The board of directors, in private, public or not-for-profit organisation, is an appointed group of persons with a fiduciary duty to represent the interests of stakeholders.

They provide oversight and direction to an enterprise’s aspirations, management and its operations.

The board operates independently of the day-to-day management, offering oversight and accountability to safeguard stakeholders’ interests.

In many instances, the board includes internal and external directors, each with different roles and perspectives.

Internal directors provide invaluable industry or sector knowledge and operational insights, while external directors commonly referred to as independent directors, provide nonpartisan judgment and objectivity in decision making.

A modern board of directors is also charged with looking after the organisation’s risk and opportunities, its sustainability, human talent management, culture, leadership succession, brand management, client service, and so on.

A well-functioning board is recognised as a competitive advantage for the enterprise. In an increasingly volatile, disruptive environment the world has assumed, boards that desire success need to be agile in making the right and data-anchored decisions.

Further, to steer enterprises in the right direction and sustainability, boards need robust corporate governance practices that mitigate against potential crises, manage compliance, actively promote accountability, increase transparency and minimise agency conflict in their organisational value creation role.

The increased demands on boards make regular board performance evaluations a necessity.

A regular deliberate deep-sighted review of the board’s governance structure and processes inevitably shows where the board is delivering successfully and where its areas of opportunity to improve might lie.

Board effectiveness enhances an enterprise even as assures its internal and external stakeholders.

Delivering best board practice calls for recognising that good governance is not just about compliance, the board has a responsibility in thoroughly understanding the major functions it is required to perform, vis-a-vis those executed by management.

On the organisational strategic direction, the board needs to clearly define its role and that of management to ensure a robust definition of the enterprise’s way forward.

Monitoring of the firm’s performance matched against its strategic objectives, is an essential board function. The board must thus be aware of the organisation’s key performance drivers and the appropriate measures that determine success or lack of it.

One of the most important role of the board is to appoint, review, work through and develop a succession plan for the executive leadership of the firm.

The board must also recognise that governance of risk and crises preparedness is a responsibility it carries.

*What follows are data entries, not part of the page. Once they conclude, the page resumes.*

PR #97, opened 2023-06-07
Fix sidebar layout shift, use pref for showing/hiding sidebar, cleanup

humphd:
The way I wrote the sidebar show/hide was causing layout shift on load, so I've reworked it.  While I was touching this code I also fixed:

- use proper visual header for Search results and Chats
- added a pref for showing/hiding the sidebar.  I store the last value in localStorage, and use it on reloads (e.g., if you hide it, it will be hidden next time, if you show it, shown next time).
- I've made the sidebar default to closed

I want to get feedback on the last point. I think this is the right default, since your sidebar will be mostly empty when you start using the app, and you'll only require it as you use things for a while.  But see if you agree.

Screenshot 2023-06-07 at 11 43 27 AM
Screenshot 2023-06-07 at 11 43 14 AM
Screenshot 2023-06-07 at 11 42 59 AM
Screenshot 2023-06-07 at 11 44 18 AM


tarasglek:
personally i would prefer to move search there too.

btw other ui nit is that messagebox expansion gets grayed out during gpt response...this is frustrating and usually you wanna see the response while model is responding...perhaps the proper fix would be to just shrink input box while it's disabled automatically.

Other thing that i noticed is that with recent changes we are often obscuring responses while they are streaming from the model and need to scroll up to follow latest text stream.

Issue #59, opened 2023-05-12
Add indicator of what model responded to message and menu to try response with a different model


tarasglek:
For example..at bottom of message add greyed out "response by chatgpt-3.5" with a little menu, that has buttons to "retry with gpt-4/claude/etc". This would also in the future support the full set of params eg temperature, prompt, etc. Maybe this would tie in with threads(https://github.com/tarasglek/chatcraft.org/issues/40), receipts(https://github.com/tarasglek/chatcraft.org/issues/61)

This would make it easy to compare models plus their params via "retry with gpt4", make for some good blog posts.

One potential UI like..is clicking on the "response by chatgpt-3.5" would open sidebar where we can tweak prompt, model, etc and click retry

humphd:
I think we have the pieces in place to explore this more easily now.  Consider:

<img width="923" alt="Screenshot 2023-06-01 at 9 31 37 PM" src="https://github.com/tarasglek/chatcraft.org/assets/427398/b16006ef-6a58-414f-afac-bd370022bb40">

We could put a "gear" icon or something near the date or name of model, and it could open an accordion showing a form with model params used to generate it.  It could also include a "Retry" button.

Or we could integrate this into the "dots" menu on the right somehow.

Let's say I have a chat like this:

- message 1
- message 2
- message 3
- message 4
- message 5

I am interested in having `message 3` get retried with a different model.  What is the UX?  I tweak the params and click "Retry" and then it sends `[message 1, message 2, message 3]` to the new model (i.e., ignores 4 and 5) and then replaces the text in `message 3` when it comes back?  Or does this delete message 3 and create a new message in its place?

tarasglek:
oooh..if we integrate it into the menu, then it will be really slick..just add a "retry-with" menu that opens up to submenu of all available models

humphd:
How about my other question though: what does retrying an arbitrary message in a chat mean in terms of the context you send?

tarasglek:
tabbed messages is an interesting concept

niallo:
Threads might be interesting too. I was thinking tabs because I like how OpenAI does it (although these aren't really functional after the first message - but maybe it would work?). I haven't fully considered all the implications tho.

<img width="645" alt="Screen Shot 2023-06-07 at 10 18 51 AM" src="https://github.com/tarasglek/chatcraft.org/assets/218162/4070fe28-95f5-401f-b425-1514f8675e67">

tarasglek:
[...]

PR #99, opened 2023-06-07
Refactor ChatCraftMessage to support AI Versions

humphd:
Part of #59

The following changes update the type system and db in order to support adding `versions` to `ChatCraftAiMessage`s.  It also does a migration to introduction a new optional `versions` property in the db.

I've removed/moved a bunch of utilities and gutted the `useMessages()` hook, since none of that code is right anymore.  The token counting needs to get fixed, but we can do that as part of #61.

I have only tested this lightly, so I'll look at it again before landing.

After this is in, the focus can switch to the UI and being able to retry an AI Message with a different model.


humphd:
This is functional now, and extends what I did previously on the types/db to add UI support for retrying AI messages with different models in order to produce new versions and then switch between those versions.

I've also included my work from #100 to allow editing any message's text, since it's connected with this work.  When editing an AI message, I add another version (i.e., so you can go back).

Here are some screenshots of what it looks like:

## Get back a response, use new "Retry..." menu options to try with another model
Screenshot 2023-06-08 at 4 04 06 PM

## New version is streamed into current message
Screenshot 2023-06-08 at 4 04 20 PM

## When a message has multiple versions, new UI lets you switch between them
Screenshot 2023-06-08 at 4 04 35 PM

## Clicking "Edit" allows editing in place
Screenshot 2023-06-08 at 4 04 49 PM

I think this opens up some interesting workflows:

- I am no longer constrained by aspects of a response I don't like.  Everything is text, and all text is editable.  Further, I am the author of all text (e.g., what the AI responds with is equally part of the "text I am working on").
- I am no longer constrained by the choice of model in a previous step.  Every response can be retried with a different model, but also with a different context (e.g., if you edit or retry previous messages, you build a new context for the response).

There are aspects of what I'm doing here that could be cleaned-up in the code, but I didn't bother to perfect things until it's clear on UX direction we want to take.  Having something to test and discuss will hopefully make that easier.

cc @niallo

niallo:
I love this approach! In particular making everything "text I am working on" and having multiple versions you can switch between. Nice job - I look forward to hopefully trying it once it is ready.

tarasglek:
> I love this approach! In particular making everything "text I am working on" and having multiple versions you can switch between. Nice job - I look forward to hopefully trying it once it is ready.

@niallo fyi we have previews for all pull requests. just click on 
image
then 
image

tarasglek:
image

This is too complex. We should combine gpt-4/versions. Eg if we already generated chatgpt version too then

|GPT-4 🔽                       | [Jun 9, 2023, 12:02 PM]
| ChatGPT-3.5 [Jun 9, 2023, 12:01 PM] |
-----------------------------
| Retry with ChatGPT-3.5  |
| Retry with GPT-4            |

This way can have multiple generations and can extend this in the future for passing other model params

tarasglek:
Other issue that if i started with chatgpt, then switched model to gpt-4, i would expect subsequent messages to use gpt-4...but this now changes your submission logic where you pick model from previous message and it gets weird with welcome message..so we can leave this for followup

tarasglek:
btw, i also think we shouldn't submit welcome message to gpt..it should just be a message from chatcraft.

humphd:
I think putting versions in the menu is not obvious, and will clutter menu.

Putting an indicator in the header of the message borrows from what GtiHub does with edited versions of comments in issues/PRs:

Screenshot 2023-06-09 at 8 05 37 AM

For example, you often edit stuff in GitHub, and I will go to an issue and see "edited" and know that it's been updated.  Similarly, if there are multiple versions of something, I'd like to have an indicator that they exist.

What does "this is too complex" mean exactly?  So, I'm hearing:

- add timestamp beside model name
- don't say "version" but somehow turn the name/timestamp into a drop-down instead?

If so, that's interesting.  The downside of this is that the timestamp is the link to this message, so you can't have it be a link and a drop-down.

Can you file unrelated stuff (e.g., "don't send welcome message...") in other issues so we don't lose?

tarasglek:
I wanna be clear, this functionality is fantastic and makes chatcraft even more of a joy to use, but I wanna simplify it more.

> What does "this is too complex" mean exactly? 

In the this pr: we to the side menu to ask another model for response..and then switch between model responses in 2nd menu..and also indicate chatgpt/gpt-4 in 3rd indicator.

That makes the titlebar cluttered with redundant info without much grouping of related functionality.

>So, I'm hearing:
> 
> * add timestamp beside model name
> * don't say "version" but somehow turn the name/timestamp into a drop-down instead?

Yes

Ok. will file separate issues for other stuff.

humphd:
Playing with this locally, here's another iteration:

Screenshot 2023-06-12 at 10 36 51 PM
Screenshot 2023-06-12 at 10 37 00 PM

I don't want to mix Actions and State in the 3-dots menu, which should all be Actions.  I think having this chevron and drop-down menu where the Avatar, Name, and Date sit makes sense.

humphd:
Pushed my code if you want to test.  It's not ready to land, but it's getting closer.

tarasglek:
Current version is very slick.

humphd:
@niallo this is live on chatcraft.org, if you want to play with it now.  Try it out and file feedback on ways to improve it.

PR #113, opened 2023-06-16
Create ChatCraftAppMessage and AppMessage for ChatCraft messages

### LINKED ISSUE #103: Do not send "I am a helpful assistant! How can I help?" message to server
It doesn't improve results to have that, costs us credits and token limit. I would replace it with a stand-in-message that disappears first time we click send.

humphd:
Fixes #103

This adds a new message type, `ChatCraftAppMessage`, and a new component to display them, `AppMessage`.

We now have two ways to work with the messages in a chat:

1. `.messages` includes all messages
2. `.nonAppMessages` all messages with app messages stripped out

The latter is suitable for sending to an LLM or sharing, the former for showing in the UI/db.

Screenshot 2023-06-16 at 1 47 48 PM

Later, we can build on this to put widgets into the UI for things like entering API key.

### DIFF
--- a/src/Chat/ChatBase.tsx
+++ b/src/Chat/ChatBase.tsx
@@ -138,10 +138,10 @@ function ChatBase({ chat, readonly, canDelete }: ChatBaseProps) {
         // Add this prompt message to the chat
         await chat.addMessage(new ChatCraftHumanMessage({ text: prompt, user }), user);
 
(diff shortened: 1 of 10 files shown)


tarasglek:
I like this, but i feel it would be cleaner for a sngle .messages() to include(includeAppMessages=true) param instead

humphd:
Good suggestion, I've made the change.

PR #117, opened 2023-06-16
Don't lose summary when sharing from ShareModal

### LINKED ISSUE #116: Manual summary lost when sharing
The code for updating the `summary` in a chat is not right.  In the `ShareModal` we have a way to write a summary, or have GPT summarize for you.  There is also a way to `.summarize()` a chat, which gives important sentences from each paragraph.  When we save the chat to the db, it's overwriting the `.summary` with `.summarize()`.

humphd:
Fixes #116.

### DIFF
--- a/src/components/ShareModal.tsx
+++ b/src/components/ShareModal.tsx
@@ -46,8 +46,7 @@ function AuthenticatedForm({ chat, user }: AuthenticatedForm) {
   const handleShareClick = async () => {
     setIsSharing(true);
     try {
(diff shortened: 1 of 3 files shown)


humphd:
Fixed.  I've also pushed another commit without a PR in order to improve the quality of the AI-generated summary in https://github.com/tarasglek/chatcraft.org/commit/96f13d1db3b426e98cb250d36a00aa09c4c2376f

PR #774, opened 2025-01-08
switch to newer (standard) worker handler syntax

tarasglek:
@humphd this is bizarre, when I use the new syntax, I
1. pnpm dev-functions
2.  try to login
3.  
I get 
image

As far as I can tell login handler is functioning normally(per dev tools), not sure why dexie is hating me :(

### DIFF
--- a/functions/api/login.ts
+++ b/functions/api/login.ts
@@ -11,64 +11,66 @@ interface Env {
   GOOGLE_OUATH_CLIENT_SECRET: string;
 }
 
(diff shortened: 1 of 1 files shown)


tarasglek:
Ok, for some reason code doesn't redirect anymore. Thus the this behavior

tarasglek:
Oh lol one does not get to use this syntax unless fully opted into advanced mode https://developers.cloudflare.com/pages/functions/advanced-mode/

tarasglek:
Ok, so we can't switch without dropping filename routing syntax altogether

PR #775, opened 2025-01-09
lastlogin for dev mode

tarasglek:
This is a lot more minimal. I'm 99% sure that lastlogin lib is just generic oauth that needs to be generalized a little


tarasglek:
@humphd it's neither here nor there. Lastpass solves as many problems as it introduces, but I think it would be a great student project to make it into a generic oauth lib for us

PR #777, opened 2025-01-10
wip: duck command

tarasglek:


humphd (changes requested):
We should learn from our mistakes in the past and move the duckdb-specific code into `lib/duckdb.ts`, then use it in the command, UI, etc.  That should also allow us to lazy-load the entire module, and all related heavy-downloads, more easily.

tarasglek:
Here is a demo. 

https://github.com/user-attachments/assets/1a546676-e428-4e57-b83d-08ec81fbf436

@humphd is this enough for you to rewrite analytics?

I think we should add a global chatcraft object with .duckdb in it

I wish duckdb had functions we can register, then we could add a func called last_table() or last_bullets() to be able to dynamically do stuff on llm output.


This could be used to ingest stuff into duckdb (eg u ask llm to ocr a table and to add it to duckdb via our tools interface)

Then we just need to find some charting lib llms are good at and we can ask llm to load data in one msg, to analyze it in another :)

tarasglek:
So for storage duckdb is actually pretty cool. I think we can switch to using dexie to store ArrayBuffers which will be passed 0-copy into duckdb similar to how i register json files, but actually as tables

Here is the arrow link
https://github.com/apache/arrow/blob/main/js/test/unit/ipc/serialization-tests.ts#L64

tarasglek:
> We should learn from our mistakes in the past and move the duckdb-specific code into `lib/duckdb.ts`, then use it in the command, UI, etc. That should also allow us to lazy-load the entire module, and all related heavy-downloads, more easily.

yeah i'm all ears on this. please feel free to rewrite this to your liking, this is just me writing does stream-of-consciousness code

humphd:
```

14:21:29.795 | ✘ [ERROR] Error: Pages only supports files up to 25 MiB in size
-- | --
14:21:29.795 |  
14:21:29.796 | assets/duckdb-eh-DrTJ_0hP.wasm is 34 MiB in size

```

We're probably going to have to load these wasm files from a CDN instead of trying to bundle ourselves.

tarasglek:
> ```
> 
> 14:21:29.795 | ✘ [ERROR] Error: Pages only supports files up to 25 MiB in size
> -- | --
> 14:21:29.795 |  
> 14:21:29.796 | assets/duckdb-eh-DrTJ_0hP.wasm is 34 MiB in size
> ```
> 
> We're probably going to have to load these wasm files from a CDN instead of trying to bundle ourselves.

https://duckdb.org/docs/api/wasm/instantiation#cdnjsdelivr

src/lib/db.ts
```diff
@@ -167,6 +168,82 @@ class ChatCraftDatabase extends Dexie {
...
+      },
+    ]);
+
+    // Step 2: Create tables in DuckDB
+    const results = await Promise.all(
+      tableData.map(async ({ name, data }) => {
+        // Drop existing table if it exists
+        try {
+          // Try to drop the table if it exists
+          await query(`DROP TABLE IF EXISTS ${name}`);
```
tarasglek, line 209: https://duckdb.org/docs/sql/statements/create_table.html#create-or-replace

src/lib/db.ts
```diff
@@ -167,6 +168,82 @@ class ChatCraftDatabase extends Dexie {
...
+        }
+
+        // Convert dates to ISO strings for JSON serialization
+        const jsonData = data.map((record) => ({
+          ...record,
+          date: record.date instanceof Date ? record.date.toISOString() : record.date,
+        }));
+
+        // Create table in DuckDB from JSON
+        await insertJSON(name, JSON.stringify(jsonData), { name, schema: "main", create: true });
```
tarasglek, line 226: I would call it registerAsJSONfile or something..cos you can also unregister it later

src/lib/db.ts
```diff
@@ -167,6 +168,82 @@ class ChatCraftDatabase extends Dexie {
...
+
+  /**
+   * Exports all tables from Dexie to DuckDB
+   * @returns Object containing table names and row counts
+   */
+  async exportToDuckDB(): Promise<{
+    tables: { name: string; rowCount: number }[];
+  }> {
+    // Step 1: Get data from each Dexie table
+    const tableData = await Promise.all([
```
tarasglek, line 180: ['chats','meesages', ..].map(name => {name, this[name].toArray()}..

tarasglek: however i suspect the giant blob might be faster. Need to compare this on a full db

src/lib/db.ts
tarasglek: i see the code drops the file

humphd:
I've simplified `duckdb.ts` to remove some of the things that I think were causing you issues.  The main idea of this file is to completely eliminate the need to think about DuckDB as a WASM instance, and to handle safely using its methods and get proper cleanup.

I've updated the `/duck` command to dump the layout of all tables if you don't specify a query, which looks like this:

## DuckDB Tables

### chats

| column_name | column_type | null | key | default | extra |
| --- | --- | --- | --- | --- | --- |
| id | VARCHAR | YES |  |  |  |
| date | VARCHAR | YES |  |  |  |
| summary | VARCHAR | YES |  |  |  |
| messageIds | VARCHAR[] | YES |  |  |  |

### functions

| column_name | column_type | null | key | default | extra |
| --- | --- | --- | --- | --- | --- |
| id | VARCHAR | YES |  |  |  |
| date | VARCHAR | YES |  |  |  |
| name | VARCHAR | YES |  |  |  |
| description | VARCHAR | YES |  |  |  |
| parameters | STRUCT("type" VARCHAR, properties STRUCT(metadata STRUCT("type" VARCHAR, description VARCHAR)), required VARCHAR[]) | YES |  |  |  |
| code | VARCHAR | YES |  |  |  |

### messages

| column_name | column_type | null | key | default | extra |
| --- | --- | --- | --- | --- | --- |
| id | VARCHAR | YES |  |  |  |
| date | VARCHAR | YES |  |  |  |
| chatId | VARCHAR | YES |  |  |  |
| type | VARCHAR | YES |  |  |  |
| text | VARCHAR | YES |  |  |  |
| user | STRUCT(username VARCHAR, "name" VARCHAR, avatarUrl VARCHAR) | YES |  |  |  |
| model | VARCHAR | YES |  |  |  |
| versions | STRUCT(id VARCHAR, date VARCHAR, model VARCHAR, "text" VARCHAR, imageUrls JSON[])[] | YES |  |  |  |
| imageUrls | JSON[] | YES |  |  |  |

### shared

| column_name | column_type | null | key | default | extra |
| --- | --- | --- | --- | --- | --- |
| id | VARCHAR | YES |  |  |  |
| url | VARCHAR | YES |  |  |  |
| date | VARCHAR | YES |  |  |  |
| summary | VARCHAR | YES |  |  |  |
| chat | STRUCT(id VARCHAR, date VARCHAR, summary VARCHAR, messages STRUCT(id VARCHAR, date VARCHAR, "type" VARCHAR, "text" VARCHAR, model VARCHAR, versions STRUCT(id VARCHAR, date VARCHAR, model VARCHAR, "text" VARCHAR)[], "user" STRUCT(username VARCHAR, "name" VARCHAR, avatarUrl VARCHAR))[]) | YES |  |  |  |

### starred

| column_name | column_type | null | key | default | extra |
| --- | --- | --- | --- | --- | --- |
| text | VARCHAR | YES |  |  |  |
| date | VARCHAR | YES |  |  |  |
| usage | BIGINT | YES |  |  |  |

tarasglek:
> I've simplified `duckdb.ts` to remove some of the things that I think were causing you issues. The main idea of this file is to completely eliminate the need to think about DuckDB as a WASM instance, and to handle safely using its methods and get proper cleanup.
> 
> I've updated the `/duck` command to dump the layout of all tables if you don't specify a query, which looks like this:
> 

1. On the cloudflare link it only shows one table when i do /duck first thing
image

2. On the plus side, the wasm is loaded ondemand from jsdelivr cdn and fairly quickly on my connection!

3. The ChatCraftAppMessage is weird, it's invisible from llm and not deletable...We should be able to ask llm how to do stuff with these


Other than issue 1, I think this is good enough to land, we can discuss any improvements to code after landing. Ok?

humphd:
I've switched the way that the import works, so it shouldn't race.  I can't reproduce the "only 1 table" bug locally anymore.

I've switched to a human message, which is probably what we want here.  The App Messages are, by definition, hidden from the LLM for info reporting.

This is probably good to land if those work for you.

tarasglek:
This is starting to be amazing https://taras-duckdb.console-overthinker-dev.pages.dev/api/share/chatcraft_dev/lqJriKJzmxCA5WSyNAAkE

humphd:
There's some weird timing bug in the duckdb code that I don't understand fully.  Probably worth filing as a separate thing we track...

tarasglek:
I guess it's a run of the mill ipc problem where we shouldn't have more than one duckdb command outstanding.

humphd:
The fact that their promises don't mean "this is done" is concerning.  We should look in their issues, I bet it's filed, or there's some other call we can make to know it's done.

tarasglek:
#780 proved my theory wrong

PR #785, opened 2025-01-16
Use React DataTable for Markdown table rendering

humphd:
Quick experiment to see what it would be like to render Markdown tables as rich UI, with paging, sorting, responsive display, etc.  I'm using https://github.com/jbetancur/react-data-table-component which is highly customizable, see https://react-data-table-component.netlify.app/?path=/docs/getting-started-intro--docs

I've wanted to be able to do paging especially when querying massive amounts of data into the DOM.

This doesn't perform amazing for streaming, but works well for the db query case.

Not sure what I think.  Maybe this could be how we render long Markdown tables?  Or make this an option in prefs?

Screenshot 2025-01-15 at 7 33 37 PM

### DIFF
--- a/src/components/Markdown.tsx
+++ b/src/components/Markdown.tsx
@@ -7,6 +7,7 @@ import rehypeExternalLinks from "rehype-external-links";
 import rehypeKatex from "rehype-katex";
 import rehypeRaw from "rehype-raw";
 import rehypeSanitize from "rehype-sanitize";
+import MarkdownTable from "./MarkdownTable";
 import "katex/dist/katex.min.css";
 
 // Use highlight.js (via lowlight) vs. prism.js (via refractor) due to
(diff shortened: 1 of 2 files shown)


tarasglek:
I think this will also help with formatting issues (eg when content has markdown-table like elements).

I think the only change that I would make is to make row instantiation lazy..eg keep arrow table around and lazily page through it. This would be very nice for analyzing large tables like our messages table...this would also solve the problem of only sending limited context back to llm (eg only visible rows) if done right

This responsibility includes risk profile stress testing, scenario planning, to understanding how risks interweave.

The board must of necessity demand and expect from the organisation’s management, the right amount of information in quantity and quality to aid in policy guiding and agile decision making.

Today’s boards need to make sure that their organisations are prepared for the opportunities created by transformative technologies, as tech innovations are impacting every aspect of how business gets executed.

An increase in cybercrimes should also now be front and center fo=r boards, as the need for cutting-edge cybersecurity measures is abundantly clear.

In view of global geo-political uncertainty currently at play, war tensions in Europe and the Middle East, the supply chain particularly for capital intensive and manufacturing enterprises, has gravitated to be a leading topic of boardroom active conversations, engagement and decision making.

This is so, because supply chains are a huge cost centre.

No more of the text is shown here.